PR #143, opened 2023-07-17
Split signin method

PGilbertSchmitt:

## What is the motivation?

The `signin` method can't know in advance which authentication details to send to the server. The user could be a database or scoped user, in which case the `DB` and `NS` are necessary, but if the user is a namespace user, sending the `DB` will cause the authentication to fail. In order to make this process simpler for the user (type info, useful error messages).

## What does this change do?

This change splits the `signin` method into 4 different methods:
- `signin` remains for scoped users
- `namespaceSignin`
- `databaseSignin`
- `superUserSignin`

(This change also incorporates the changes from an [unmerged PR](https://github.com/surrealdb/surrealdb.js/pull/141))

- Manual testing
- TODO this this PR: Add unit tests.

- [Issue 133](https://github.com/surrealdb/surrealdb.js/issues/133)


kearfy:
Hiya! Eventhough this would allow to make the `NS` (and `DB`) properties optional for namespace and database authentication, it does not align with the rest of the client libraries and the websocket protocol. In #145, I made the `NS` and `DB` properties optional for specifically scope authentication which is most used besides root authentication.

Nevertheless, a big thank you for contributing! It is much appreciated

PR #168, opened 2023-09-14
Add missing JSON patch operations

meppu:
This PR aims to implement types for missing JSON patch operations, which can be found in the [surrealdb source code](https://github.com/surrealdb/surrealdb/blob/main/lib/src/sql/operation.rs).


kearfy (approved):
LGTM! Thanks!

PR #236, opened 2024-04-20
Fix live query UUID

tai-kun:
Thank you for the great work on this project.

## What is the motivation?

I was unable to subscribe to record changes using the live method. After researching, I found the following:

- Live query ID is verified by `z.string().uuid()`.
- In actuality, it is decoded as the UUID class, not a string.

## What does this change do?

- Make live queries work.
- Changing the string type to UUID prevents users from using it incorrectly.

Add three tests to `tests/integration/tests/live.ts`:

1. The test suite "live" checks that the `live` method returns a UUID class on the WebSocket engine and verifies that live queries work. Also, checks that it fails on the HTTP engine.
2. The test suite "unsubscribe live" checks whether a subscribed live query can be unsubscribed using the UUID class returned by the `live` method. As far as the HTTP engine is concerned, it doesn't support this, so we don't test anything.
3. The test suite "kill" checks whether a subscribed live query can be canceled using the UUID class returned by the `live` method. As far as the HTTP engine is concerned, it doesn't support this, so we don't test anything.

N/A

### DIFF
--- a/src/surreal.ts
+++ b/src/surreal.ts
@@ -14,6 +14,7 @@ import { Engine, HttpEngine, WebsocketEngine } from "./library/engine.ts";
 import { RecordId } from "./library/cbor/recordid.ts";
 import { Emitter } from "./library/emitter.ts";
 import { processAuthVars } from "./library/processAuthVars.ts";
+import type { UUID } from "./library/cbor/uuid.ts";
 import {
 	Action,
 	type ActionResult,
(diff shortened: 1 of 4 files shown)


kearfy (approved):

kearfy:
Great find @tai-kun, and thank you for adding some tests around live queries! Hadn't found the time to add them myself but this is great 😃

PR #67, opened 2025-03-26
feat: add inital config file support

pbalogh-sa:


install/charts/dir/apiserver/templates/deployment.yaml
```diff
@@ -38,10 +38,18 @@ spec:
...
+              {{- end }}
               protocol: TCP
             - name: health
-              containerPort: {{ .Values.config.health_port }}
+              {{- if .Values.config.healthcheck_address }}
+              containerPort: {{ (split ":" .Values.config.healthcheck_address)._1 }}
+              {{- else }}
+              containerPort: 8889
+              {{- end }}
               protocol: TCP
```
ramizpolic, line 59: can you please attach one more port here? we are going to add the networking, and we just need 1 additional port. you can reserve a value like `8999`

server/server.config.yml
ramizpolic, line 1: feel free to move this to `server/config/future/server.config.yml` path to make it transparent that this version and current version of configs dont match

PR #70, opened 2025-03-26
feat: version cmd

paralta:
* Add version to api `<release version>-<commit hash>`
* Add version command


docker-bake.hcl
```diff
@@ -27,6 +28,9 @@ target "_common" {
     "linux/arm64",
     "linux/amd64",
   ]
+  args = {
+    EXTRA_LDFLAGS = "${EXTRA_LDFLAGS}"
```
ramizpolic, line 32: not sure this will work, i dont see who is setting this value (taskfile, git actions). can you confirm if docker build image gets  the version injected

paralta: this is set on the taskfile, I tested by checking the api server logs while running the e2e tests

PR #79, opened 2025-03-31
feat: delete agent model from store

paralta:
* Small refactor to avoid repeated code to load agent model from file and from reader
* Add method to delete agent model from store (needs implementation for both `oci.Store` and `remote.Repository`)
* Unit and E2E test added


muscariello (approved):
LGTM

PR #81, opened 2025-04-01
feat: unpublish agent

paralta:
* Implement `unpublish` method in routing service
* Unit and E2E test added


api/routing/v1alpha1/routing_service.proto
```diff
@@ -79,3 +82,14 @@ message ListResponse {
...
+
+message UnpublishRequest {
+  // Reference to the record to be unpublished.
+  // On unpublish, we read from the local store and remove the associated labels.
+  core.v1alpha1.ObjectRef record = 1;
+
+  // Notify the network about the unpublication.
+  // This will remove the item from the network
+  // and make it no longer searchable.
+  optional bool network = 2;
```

....................

Within the material above, copy exactly the lines from the line that holds "docker-bake.hcl" up to and including the line that holds "PR #79, opened 2025-03-31".

docker-bake.hcl
```diff
@@ -27,6 +28,9 @@ target "_common" {
     "linux/arm64",
     "linux/amd64",
   ]
+  args = {
+    EXTRA_LDFLAGS = "${EXTRA_LDFLAGS}"
```
ramizpolic, line 32: not sure this will work, i dont see who is setting this value (taskfile, git actions). can you confirm if docker build image gets  the version injected

paralta: this is set on the taskfile, I tested by checking the api server logs while running the e2e tests

PR #79, opened 2025-03-31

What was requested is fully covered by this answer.